• **Task objective**
Pick each line containing the word "maybe" out of the data below.

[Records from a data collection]
━━━
PR #2016, opened 2025-11-10
Replace deprecated Vitest workspace with config

MaxAtoms:
Cf. https://vitest.dev/blog/vitest-3-2.html#workspace-is-deprecated

### DIFF
--- a/vitest.config.js
+++ b/vitest.config.js
@@ -1,0 +1,10 @@
+import { defineConfig } from 'vitest/config';
+
+export default defineConfig({
+	test: {
+		projects: [
+			'./test/vitest.config.mts',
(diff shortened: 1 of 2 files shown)


EagleoutIce:
And even though we use npm runs, people still want to use the IDE runners, but let's have the people with problems (maybe @Ellpeck was one of them) have a look at this and see whether this also resolves the problem.

But given that it apprently works for you @MaxAtoms maybe it works for the others too :D

EagleoutIce:
_This pull request is included in v2.6.3 (see [Release v2.6.3 (Doc, Refined Analyzer, Caching, and Perf)](https://github.com/flowr-analysis/flowr/releases/tag/v2.6.3))._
━━━
• **Answer**
And even though we use npm runs, people still want to use the IDE runners, but let's have the people with problems (maybe @Ellpeck was one of them) have a look at this and see whether this also resolves the problem.
But given that it apprently works for you @MaxAtoms maybe it works for the others too :D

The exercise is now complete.